-- HOW TO COMPLETE THIS TASK --
Please retype the listing below, matching every line exactly.

= Beginning of Section =

Issue #41, opened 2016-12-13
Simplify fraction should factor to show common factors being divided out


evykassirer:
e.g.  `15/6 -> (5*3)/(2*3) -> 5/2`

right now it just does  `15/6 -> 5/2`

= End of Section =

-- SOLUTION TO THE EXERCISE --
Issue #41, opened 2016-12-13
Simplify fraction should factor to show common factors being divided out


evykassirer:
e.g.  `15/6 -> (5*3)/(2*3) -> 5/2`

right now it just does  `15/6 -> 5/2`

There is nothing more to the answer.